Начинали они по отдельности, объединили усилия в работе для детской труппы, но главным образом — для труппы короля в театре «Блэкфрайерс». Их совместное творчество продолжалось немногим более пяти лет. В 1613 году Бомонт женился и в том же году перенес апоплексический удар. Ему не было еще и тридцати. Умер он в один год с Шекспиром в возрасте тридцати двух лет.
Документальных свидетельств о жизни и творчестве этих двух популярнейших драматургов, происходивших из известных семей, осталось еще меньше, чем о Шекспире. Наглядная иллюстрация к тому, что вопрос, аналогичный «шекспировскому», при желании легко придумать почти для каждого драматурга той эпохи!..

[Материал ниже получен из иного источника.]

PR #1655, opened 2021-08-07
Implement device pixel ratio for canvas

MrStevns:
This will make anything painted on the canvas pixmap much crisper, on high resolutions screens.

The change will be noticeable as soon as we begin to draw more elements eg. (the work done in #1587), it might also improve the overall image quality of the drawings on said screens.

### DIFF
--- a/core_lib/src/interface/scribblearea.cpp
+++ b/core_lib/src/interface/scribblearea.cpp
@@ -761,10 +761,9 @@ void ScribbleArea::mouseDoubleClickEvent(QMouseEvent* e)
 void ScribbleArea::resizeEvent(QResizeEvent* event)
 {
     QWidget::resizeEvent(event);
-    const qreal dpr = devicePixelRatioF();
-    mCanvas = QPixmap(QSizeF(size() * dpr).toSize());
+    mDevicePixelRatio = devicePixelRatioF();
+    mCanvas = QPixmap(QSizeF(size() * mDevicePixelRatio).toSize());
     mCanvas.fill(Qt::transparent);
-    mDevicePixelRatio = dpr;
 
     mEditor->view()->setCanvasSize(size());
 
--- a/core_lib/src/interface/scribblearea.cpp
+++ b/core_lib/src/interface/scribblearea.cpp
@@ -761,8 +761,10 @@ void ScribbleArea::mouseDoubleClickEvent(QMouseEvent* e)
 void ScribbleArea::resizeEvent(QResizeEvent* event)
 {
     QWidget::resizeEvent(event);
-    mCanvas = QPixmap(size());
+    const qreal dpr = devicePixelRatioF();
+    mCanvas = QPixmap(QSizeF(size() * dpr).toSize());
     mCanvas.fill(Qt::transparent);
+    mDevicePixelRatio = dpr;
 
     mEditor->view()->setCanvasSize(size());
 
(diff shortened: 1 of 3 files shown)


core_lib/src/interface/scribblearea.cpp
```diff
@@ -761,8 +761,10 @@ void ScribbleArea::mouseDoubleClickEvent(QMouseEvent* e)
 void ScribbleArea::resizeEvent(QResizeEvent* event)
 {
     QWidget::resizeEvent(event);
-    mCanvas = QPixmap(size());
+    const qreal dpr = devicePixelRatioF();
+    mCanvas = QPixmap(QSizeF(size() * dpr).toSize());
     mCanvas.fill(Qt::transparent);
+    mDevicePixelRatio = dpr;
```
J5lx, line 767:
```suggestion
    mDevicePixelRatio = devicePixelRatioF();
    mCanvas = QPixmap(QSizeF(size() * mDevicePixelRatio).toSize());
    mCanvas.fill(Qt::transparent);
```

J5lx (changes requested):
One small suggestion, otherwise it looks good to me. Looks good on my “normal dpi” monitor as well. I don’t have any HiDPI hardware to test this on, but if you’re confident this works as intended I’d say it’s fine to merge after applying the suggestion. Otherwise maybe scribble can help, since he has a HiDPI monitor as well IIRC.

CandyFace:
I am only confident in what I've tested on, which is Mac with high dpi screen. For that I can say that it works as intended. I discovered the bug when working on another feature and applying it, fixed my issue.

J5lx (approved):
With that, LGTM. If you’d like for the changes to be tested on other kinds of HiDPI systems, let’s simply wait for someone who has that kind of hardware.

scribblemaniac:
I will test this with a high-dpi device on Linux and Windows when I get a chance. The code looks alright as long as scaling doesn't get applied a second time by some qt thing, which would definitely be noticeable in testing. My only concern would be what impact this would have on performance when using a high-dpi display? @CandyFace have you noticed any degradation in playback or drawing performance on your high dpi device?

CandyFace:
Not really no, although the change does make the pixmap size bigger, so it would not be wrong to assume that it will affect performance on high dpi monitors, but that should be expected imo, since you've chosen to use a high dpi monitor, you should get the visual benefits from that.

When that's said, I haven't noticed anything that's gotten slower after applying the change, but I haven't done any benchmarks either.

chchwy:
Just ran this PR on my Windows 10 laptop with device pixel ratio 2.0. Qt 5.15.2.

I noticed that there is a small stroke shift when I release the mouse button. Like a one pixel shift, some times goes left, some times goes up. I suspect something went wrong in the position calculation when pasting the canvas buffer to the actual key frame.

CandyFace:
Are you sure that is introduced by this PR? I recall that having existed for a long time. Can't say I've noticed that. I will see if i can reproduce

chchwy:
@CandyFace you are right. the behaviour exists in the master branch as well. it's not related to this PR.

MrStevns:
Actually, the issue with the selection tool being offset is not caused by this PR. It's found in master too.

It's been fixed now though.

scribblemaniac (approved):
Ah I don't normally use overlays, so I did not notice this issue on master, gj. Everything I said still stands, but I'm ready to merge this now.

PR #1664, opened 2021-09-24
Upload nightly builds only if key is available

J5lx:
Should hopefully fix the failing PR builds. Let’s see if this works.


J5lx:
Looks good! Since this is such a trivial change and it works as intended, I’m just gonna merge this.

PR #1666, opened 2021-09-29
Create no vector layer by default

J5lx:
Something I discussed with Jose on Discord a few days ago. We keep directing people away from vector since it’s in a bad state, so let’s remove the vector layer from the default setup until such time as we get it into shape again. Users who want to keep the default vector layer can enable it in the preferences.


J5lx:
Hmm I think I’m still gonna move some code around here…

J5lx:
Good to go now. I got rid of `Object::createDefaultLayers`, IMO the concept of default layers doesn’t make much sense in core_lib.

MrStevns:
Hmm what about a default camera layer though? We have all sorts of code that expects the camera layer to be there, otherwise the application will crash. So does it make sense to make the GUI always do that when it's a requirement for the core to work properly?

J5lx:
That’s a fair point, although it’s not directly related to the changes in this PR. The only thing that’s changed is that now the client needs to call addNewCameraLayer() instead of createDefaultLayers(), which is essentially a zero-sum change in that regard. It’d probably still be a good idea to better document and enforce requirements like that, but I’m not sure if it’s in scope for this PR. Thoughts?

Jose-Moreno:
@J5lx When you mention keeping the vector layer and enabling it in preferences you're refering to the project presets? or are you going to remove the ability to add a vector layer? If it's the former I have no issue with it. If it's the former I'd say it's more hassle to remove everything and activate it via preferences. 

We shouldn't force users who are actually using the vector system to go out of their way to re-enable it. I think a simple change in the default preset, and giving them an additional preset with the original layout is enough.

J5lx:
Don’t worry, users can always add new vector layers. This PR only changes whether a vector layer is included in the *default* setup that you get when you create a new blank project.

scribblemaniac:
I fully support removing the vector layer from the default startup project. However I don't think that this requires a new setting for add it back. If someone wants a vector layer in their default file, they can create a preset for that, that's what the whole preset system is for. I don't have a strong opinion for where the code for the default layers should be currently, there are points for both sides.

J5lx:
> I don't think that this requires a new setting for add it back

That’s something we talked about actually since that was my thought as well:

> [20:38] JoseMoreno: I mean the current one is called default. We could ship two called "Bitmap Animation" and "Vector Animation" and leave the default as Bitmap.
> [20:38] JoseMoreno: new users won't know better and veteran users know they can add it back
> [20:39] JoseMoreno: at least until the titans have been defeated
> [20:39] JoseMoreno: and we can tackle the vector system as a whole
> [20:41] Jakob: Do you think we really need a vector animation template with the current state of the vector engine?
> [20:41] Jakob: I feel like that is also something that could trick users into using the vector engine
> [20:41] JoseMoreno: while it's subpar there are people that still use it
> [20:41] Jakob: users who don’t know about the state of the vector engine
> [20:42] Jakob: okay
> [20:42] JoseMoreno: last time I had a ... small quibble with user that is dedicated to preach about Pencil2D's vector system
> [20:42] JoseMoreno: saying it's more useful than what we let out
> [20:42] Jakob: haha
> [20:42] JoseMoreno: I got mad and told them that were didn't want to promote the use of WIP tech
> [20:42] Jakob: maybe we should just call it “Vector Animation (experimental)” or something then (edited)
> [20:42] JoseMoreno: that's fine

chchwy:
> I fully support removing the vector layer from the default startup project. However I don't think that this requires a new setting for add it back. If someone wants a vector layer in their default file, they can create a preset for that, that's what the whole preset system is for.
I second that.

Issue #1684, opened 2021-12-31
Camera layer add/delete frame crashes Pencil2D


Jose-Moreno:
### Issue Summary

As reported by @davidlamhauge in discord, there's an issue where adding and deleting frames will cause the software to crash 100%

According to David this is related to how the interpolation between two frames is handled. I'll quote his comment from the server.

**David Says:**
> I found a bug in the master branch, If you start the program, choose the Camera layer, add a frame, go to frame 1, press Delete Frame and then press Add Frame, the program crashes.

> I've looked into it, with fresh eyes, and found out that the problem is in **layercamera.cpp** in the function `linearInterpolateTransform(Camera* cam)`.
> To make the interpolation we create **camera1** and **camera2**, which both can be `nullptr`. After they are created we try to set their **EasingType**, which of course will make a segmentation fault if they are `nullptr`, and the program crashes. 
This code works:
```cpp
    int frameNumber = cam->pos();
    Camera* camera1 = static_cast<Camera*>(getLastKeyFrameAtPosition(frameNumber - 1));
    if (camera1 != nullptr)
        camera1->setEasingType(camera1->getEasingType());

    int nextFrame = getNextKeyFramePosition(frameNumber);
    Camera* camera2 = static_cast<Camera*>(getLastKeyFrameAtPosition(nextFrame));
    if (camera2 != nullptr)
        camera2->setEasingType(camera2->getEasingType());
```
_Note: The Highlights are mine_

### Expected Results

Pencil2D should not crash by adding or removing frames. Since this seems to be related to a null pointer exception, the source code should also not lead to them (obviously)

### Steps to reproduce

1. Start the program
2. Select the Camera layer
3. Add a frame (playhead will move to frame 2nd)
4. Go to frame 1
5. Press the `Delete Frame` button
6. Press `Add Frame` button
7. The program crashes.

### System Information
Tested on the latest Nightly. David tested it on master as well.

+ Pencil2D Version:
Nightly Build Nov 14 2021

commit: 91b1721baef012d49cffd0d23358524a420af9fd
date: 2021-11-14_16:46:59

Operating System: Windows 10 Version 2009
CPU Architecture: x86_64
Qt Version: 5.15.2

Jose-Moreno:
I can confirm the PR merge fixed the specific crash. Thanks! @davidlamhauge @scribblemaniac

PR #1688, opened 2022-01-02
Removed two lines of code that made the software crash #1684

davidlamhauge:
Realized that since the camera is born with a EasingType, there was no need to add it, so the two lines of code, that made the software crash under certain circumstances, have been deleted.
The function containing the two lines of code is heavily improved in a PR #1587, and this PR is hopefully merged into the master branch soon, so just deleting the two lines of code if sufficient now, in my opinion.
Solves #1684


scribblemaniac (approved):
Looks good. Pointless lines and should not be called if camera1 or camera2 can be nullptr. Thanks!

Issue #1248, opened 2019-08-20
Implement a discrete straight line constraint for drawing tools


Jose-Moreno:
### Issue Summary
As the name implies, having a discrete constraint (i.e variable degree from initial click placement) to create straight lines is a very widespread and useful feature that Pencil2D has been missing ever since it was created. 

Even the polyline tool could benefit from this behavior as creating straight lines at odd angles doesn't look really nice when you need precision drawing for creating certain shapes.

### Expected Results

To be able to create a straight line at regular or odd intervals depending on a modifier key (normally SHIFT). This would however have to be validated against the Quick-sizing behavior which already uses the hard coded SHIFT key to change the brush size when enabled

### Video or Image Reference

![image](https://user-images.githubusercontent.com/4912907/63309641-0df0c080-c2bd-11e9-9044-5349e2267d2f.png)

Red: odd angle straight lines (current)
Blue: discrete angle straight lines

davidlamhauge:
I don't know many of the programs that you (and others) refer to, and I don't understand 100% what you want here.
My guess is that you want a tool, or an extension to a tool, so it can draw straight lines. Right?
An these lines should be constrained to some predefined angles? Why? If I want a slightly tilted line (3-5 degrees) what then?
Well chances are that I've misunderstood it all, so please enlighten me :-)

Jose-Moreno:
@davidlamhauge Sure. So if you want a slightly tilted line you can do that already freehand or with the polyline tool. 

But If I want to draw a perfectly flat horizon line, delineate a set of buildings or mechanical elements, or better yet, to draw an isometric perspective grid at 45° angles, I can't without great effort or without using other software entirely.

So I'd like to alternate between drawing freehand lines and straight-angled lines however I choose for complex artwork. This is a simple tool meant to help in drawing inorganic, mechanical or repetitive patterns more efficiently, not to take away the artist freedom.

As you mentioned this is quite simply a request to extend all the drawing tools, and quite particularly to have the polyline tool to be able to lock the stroke placement on a specific axis or direction as determined by a custom angle.

Such behavior could also work similarly as it does in PhotoShop, perhaps just for the freehand drawings tools. In PS when you press & hold the modifier key, then click once on the canvas to establish the first point of the line, and afterwards click on a second point it creates a straight line in any direction as determined by those two points. Note that this will not provide necessarily provide perfect angles, but rather allow you to "eyeball" the angles yourself.

[...]

PR #1830, opened 2024-04-26
#1248 Horizontal and Vertical Line Snapping for Drawing Tools

ortolanmiles:
Added functionality for pen, pencil, brush and eraser to enter a snapping mode when drawing on a bitmap layer. Drawing movement will be locked to be either horizontal or vertical from the original click location. This covers issue number 1248 for all tools except the polyline tool. Preview of the line is generated, and stroke is only fully committed to the canvas after a pointer release event. RIght now the hotkey for this is '-'. 

I believe this change is ready to be merged into the project, but please let me know if there is anything that needs to be changed

https://github.com/pencil2d/pencil/assets/165717745/9122d51d-2e5e-4688-bf6c-ff56cb9ce9df


scribblemaniac:
Hello @ortolanmiles. I just wanted to thank you for your contribution. I know there has not been any activity on this the past month but rest assured, we will get to reviewing your contribution. We are just in the middle of [making a new release](https://github.com/pencil2d/pencil/issues/1831), which is always quite a process for us. We are also holding off on merging any new features like this until after the release to reduce the risk of introducing new bugs right before the release.

PR #1834, opened 2024-04-26
Fix crash when drawing on hidden layer

J5lx:
As reported at https://discuss.pencil2d.org/t/pencil2d-crashes-when-trying-to-drawing-to-a-hidden-layer/8038?u=j5lx


MrStevns (approved):
Fix confirmed and changes looks good to me 👍 
Merging.

PR #1836, opened 2024-04-28
Warn that translation changes require restart in new language

scribblemaniac:
When changing languages in the preferences window, this displays the warning in the target language instead of the current language so that people can actually read and understand it.


MrStevns (approved):
LGTM and nice improvement. 👍

PR #1840, opened 2024-04-30
Improve dock layout for lower resolution

MrStevns:
A follow up PR from #1824 

I've adjusted the margin as well as the min width for all the dock widgets so they are aligned.
In addition the font has also been adjusted from 13 pt to 11 pt.

The result looks like this:
image
Front: new layout
Back: old layout

The widgets that had the greatest impact adjusting this was the tool options widget as well as the onion skin widget.

Side by side:
| Old | New |
| ----| ----  |
| image | image |

Adjusting the font also helped quite a bit.
| 11 point font size | 13 point font size | 
| ----------------- | ----------------- | 
image | image
| 142 px | 162 px |

I've also added extra QLayout around certain elements, which is not a mistake. Doing so fixes some problems where Qt added extra margins around checkboxes and labels.


chchwy:
Would you be able to change the margins of the flowlayout in the toolbox as well?
It should be at `toolbox.cpp` line141 something like:

```
FlowLayout* flowlayout = new FlowLayout(0, 3, 3);
```

MrStevns:
I played around with that too, though it causes the widget to never go into one vertical line, at least on mac.

| 3 px margin | 0 px margin |
| ------------ | ------------ |
| image | image |

It bothers me a bit but I can't figure out how to force the layout into submission. For some reason it won't get smaller than 60 px or so... even though I believe i've tweaked all possible values. I must be missing something.

chchwy (approved):

MrStevns:
Small improvement. The toolbox can now also be shrunk down when laid out horizontally.
dock-widget-layout2

MrStevns:
Hmm not sure what's up but the font looks larger on some of the widgets on my windows machine.
it looks like setting the font point size specifically almost has the opposite effect on windows... sigh 😩 

https://forum.qt.io/topic/125993/font-point-size-weird-behaviour-on-windows I found this and some other threads mentioning similar problems... what a can of worms.

image

Sure we could just go back to the old font but seriously... Qt, you had one job.

MrStevns:
Fixed. The "solution" is to use qstylesheet instead. In this case i'm setting the font-size of all widgets that are children of BaseDockWidget.

image

MrStevns:
I have also tested these changes on a linux distro now, change still looks good to me.
image

MrStevns:
Thanks for testing it out. 👍 

> On Windows, it looks practically unchanged except for the title bars, whereas on Linux the text is painfully tiny for me, much smaller than the default font size (note the status bar for comparison):

I've reverted the font change again.
This seems to be one of the those things that require a greater understanding of Qt in order to change properly, so we'll keep the same font for now. I don't like the idea of scaling the font with some arbitrary number. It must be possible to use proper px or pt values and then it's a matter of figuring out how those work in Qt compared to web, if it's css they're basing their logic of.

> Also, on Qt 6, I now get a new warning in the console:

I'll fix that.

MrStevns:
> “Scaling the font with some arbitrary number” is pretty standard on the web and generally recommended for accessibility, I’m not sure what’s the problem with it. E.g. the main font size on our forum is 0.938em, and I haven’t changed it. If you have something else in mind, sure. But please consider taking the system default as a base in one way or another since we mainly use native styling.

Alright fair enough, I'm used to mobile development where it's not like this but if that's how it's done, then we'll do it like that.
I've reverted the font changes now though, instead I think it would be wiser to create a font size preference, so the user can control this themselves. That's out of scope for this PR though.

> And lastly, your most recent commit seems to have broken the colour inspector preview somehow, it now defaults to the standard widget background on startup. Not sure what exactly is going on there…

This was caused by a style override which has been reverted.

Would you mind reviewing again @J5lx

MrStevns:
Hmm strange, it's not something i'm seeing in my build anymore. 
I'm using Qt 6.7.0, what version are you on?

Also, is this with the default layout or have you moved the docks around?

MrStevns:
Ah... good point regarding `mDockArea` being uninitialized, I forget that it was an enum 😅 

I've made a few changes, though i'm unsure about whether we should simply remove the -1 in BaseDockWidget rather than me simply not calling the base class. What do you think?

MrStevns:
Thanks Jakob! 🙏

PR #1842, opened 2024-05-23
Improve dev docs styling

J5lx:
I gave the dev docs a little makeover to bring it more in line with the rest of the site, prompted by this little conversation on Discord:

> **scribble:** I think reviewing the Contributing page is also in order. […]
> **me:** I’ve thought about that as well. I’ve also been wondering whether it might be a good idea to merge it into the https://dev.pencil2d.org/ front page and then use that as the new contribute page, so that there’s a single place for all the contribution docs.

Болезнь Бомонта, вероятно, была тем обстоятельством, которое заставило Шекспира, уже попрощавшегося с театром, вернуться туда в качестве соавтора для Флетчера. Флетчер мог писать и один, как покажут десять лет, прожитые им после смерти Шекспира и Бомонта. Однако то ли он чувствовал себя увереннее, имея соавтора, то ли в труппе полагали, что его легкий и быстрый дар нуждается в большей организации…
Две последние пьесы — не без сомнений, но все-таки включаемые в шекспировский канон, — плод сотрудничества с Флетчером: «Два благородных сородича» (The Two Noble Kinsmen) и «Генрих VIII». Время написания — 1613-й, хотя «Генрих VIII», возможно, начат раньше, и тогда — независимо от болезни Бомонта?
Еще более интригующий, как всегда в случае соавторства, вопрос — о том, что же написал Шекспир, а что Флетчер. Руку Флетчера угадывают, основываясь на строгом экспертном мнении романтика Чарлза Лэма в эссе «Характеры драматических писателей, современников Шекспира».
Стиль Флетчера в сравнении с лучшими шекспировскими сценами — вялый и невыразительный. Его движение круговое, а не поступательное. Каждая строка вращается лишь по собственной орбите, не образуя с другими подобие хоровода. Флетчер мыслит медленно; его стих, хотя приятный, однообразно прерывается паузами в конце каждого; он нанизывает строку за строкой и образ за образом так, что мы ощущаем их стыки. У Шекспира же всё смешано, строка набегает на строку, фразы и метафоры перебивают друг друга; прежде чем одна идея освободилась от своей скорлупы, вторая уже проклюнулась и рвется на свободу. И еще одно бросающееся в глаза различие между Флетчером и Шекспиром — пристрастие первого к событиям невероятным и исполненным насилия.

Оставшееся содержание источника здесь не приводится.